# Enclosure Update



## james.w (May 2, 2011)

So as I posted earlier 28" isn't tall enough for an enclosure if you plan on putting the lights inside. So here is where I'm at now with my enclosure


----------



## Rhetoric (May 2, 2011)

Looks good, is this for your AA?


----------



## james.w (May 2, 2011)

Yeah, I was gonna move him in this past weekend, but ran into this snag. Hopefully I can have it ready tomorrow, and let it air out for a week or two. I need to get him out of the enclosure he is in now because water is getting into the melamine and it is swelling up pretty bad in one of the corners.


----------



## Orion (May 2, 2011)

Good job on the cage. I was just in the process of making a new 4x8 foot cage for my 3 Tegus. I drew the dimensions out and figured that it had to be 40 inches tall.


----------



## james.w (May 2, 2011)

Yeah mine is 37.5" on the outside now.


----------



## Rhetoric (May 2, 2011)

How long has it taken you to build so far?


----------



## james.w (May 2, 2011)

I've probably spent a total of 24 hours actually working on it.


----------



## Rhetoric (May 3, 2011)

Was there another thread on more of a step-by-step kind of thing? It looks really nice, I'm thinking about building a different enclosure for my larger male, I don't think that 3.5' deep is going to be large enough if he gets anymore length on him.

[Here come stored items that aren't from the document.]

PR #1006, opened 2022-03-01
fix: address interpretation modal regressions

HendrikThePendric:
Implements [TECH-1005](https://jira.dhis2.org/browse/TECH-1005)
_And some other issues with the interpretations modal_

---

### Key features

1. Adds whitespace below the title and prevent the characters from being clipped
2. Implement calculated widths for both the modal content and the visualization, to prevent a horizontal scrollbar from appearing
3. Disable interpretation thread when there is a visualization load error

---

### Known issues

-  Both the modal content and the visulaization are using a computed width based on the window width. The `InterpretationsModal` component is going to go into analytics, and the `Visualization` component is staying in the app, or will be a separate analytics component. As such, I didn't see much opportunity for code-sharing right now, so I have a bit of duplicated logic.

---

### Screenshots

*Disabled on load error*
Screenshot 2022-03-01 at 10 54 29

### DIFF
--- a/src/components/Interpretations/InterpretationModal/useModalContentWidth.js
+++ b/src/components/Interpretations/InterpretationModal/useModalContentWidth.js
@@ -1,0 +1,34 @@
+import { useState, useEffect } from 'react'
+import { useDebounce } from '../../../modules/utils.js'
+
+const MODAL_SIDE_PADDING = 2 * 24
+const MODAL_SIDE_MARGINS = 2 * 128
+
+const computeModalContentWidth = (windowWidth) => {
+    return windowWidth - MODAL_SIDE_MARGINS - MODAL_SIDE_PADDING
+}
+
+export const useModalContentWidth = () => {
+    const [windowWidth, setWindowWidth] = useState(window.innerWidth)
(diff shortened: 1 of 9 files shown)


src/components/Interpretations/InterpretationModal/useModalContentWidth.js
```diff
@@ -0,0 +1,34 @@
...
+            window.removeEventListener('resize', onResize)
+        }
+    }, [])
+
+    useEffect(() => {
+        setModalContentWidth(computeModalContentWidth(debouncedWindowWidth))
+    }, [debouncedWindowWidth])
+
+    return modalContentWidth
+}
```
HendrikThePendric, line 34: When I mentioned some code duplication In the PR description, I was referring to the section above.

HendrikThePendric, line 34: When I mentioned some code duplication In the PR description, I was referring to the section above. Some of the constants and the way we week track of the (debounced) window width is identical to what I have in `src/components/Visualization/useAvailableWidth.js`.

edoardo (approved):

Or even just like materials used or something


----------



## james.w (May 3, 2011)

No I never posted a step-by-step. I think I have one other post with pics of a couple different points of the build though. I will eventually build him a bigger cage and use this one for my Rhino.


----------



## james.w (May 5, 2011)

Here is my cage, all finished. Just need to get the soil/sand mix and fill it up.


----------



## Rhetoric (May 6, 2011)

It looks great! Is the top going to be semi easy to take off if you have to move it? Post pics when its all moved into!


----------



## Kebechet (May 6, 2011)

james.w said:


> Here is my cage, all finished. Just need to get the soil/sand mix and fill it up.




Looks great James!  Can't wait to see it when you've got the interior worked out.


----------



## herpgirl2510 (May 7, 2011)

Looks great


----------



## Maro1 (May 7, 2011)

Nice Job!


----------



## james.w (May 7, 2011)

rhetoricx said:


> It looks great! Is the top going to be semi easy to take off if you have to move it? Post pics when its all moved into!



It shouldn't be too hard to take off. The problem will be all the "dirt" that will be in it.


----------



## james.w (May 9, 2011)

Here it is all finished and moved into.



















[/u]


----------



## adam1120 (May 9, 2011)

how did you do your window? i wanna do my tank just like that how much did it cost you and what all did you use for the tank if you dont mind me asking this question ima get started on my tank within a few day soo excited


----------



## james.w (May 9, 2011)

I used 2x2s and 2x4 for the frame (wish I would have used all 2x4s), and 1/2" plywood. Drylok on the inside. For the doors I used 2x2s on the top and bottom with 1/4" grooved cut in them for the 1/4" glass. The glass is the same width as the 2x2s and than 2x4s on the ends to keep the glass in place. I don't really know what it cost me, I took quite a while to build it and didn't really keep track.


----------



## adam1120 (May 9, 2011)

what did you use the 2x2 for? and what did you wish you use the 2x4 ?


----------



## james.w (May 9, 2011)

The main rectangular portion and the top and bottom are 2x2s and the rest is 2x4. There are 3 2x4s on the bottom for support as well as the 2x2s on the ends.


----------



## adam1120 (May 9, 2011)

what are the demainsions of your enclosure?


----------



## james.w (May 9, 2011)

8x3.5x3


----------



## adam1120 (May 9, 2011)

did you add the half a foot?


----------



## james.w (May 9, 2011)

yeah, if you look at the completed pic and the one that is unfinished you can see where the addition was. It was a total of 9" added.


----------



## blackjack41 (May 9, 2011)

Nice enclosure. Thank you for the many ideas.


----------



## james.w (May 9, 2011)

blackjack41 said:


> Nice enclosure. Thank you for the many ideas.



Thanks, if you build your own, learn from my mistakes. HAHAHAHA


----------



## blackjack41 (May 9, 2011)

I did and will probably be doing the lighting outside the cage. Instead of the front opening doors I used sliding glass. I will be finishing my cage tomorrow probably.


----------



## james.w (May 9, 2011)

I may switch this cage to sliding glass doors. It is much easier IMO.


----------



## blackjack41 (May 9, 2011)

I cost me $70 for the sliders, tempered glass, handles, and the showcase lock. It was easy to install, and smoother than I expected.


----------



## adam1120 (May 9, 2011)

i heard sliding dooor are not that good compared to the hendged cus after time thjey mess up thats what poepl say i wanted to to glass sliding door shoud i just make one big door or two like yous? so i go around 3.5 feed if wanted to put light in like yours bro? i reallt like your enclosure goin to get the price on everything tommorrow and pobly buy it this weekend or sooner


----------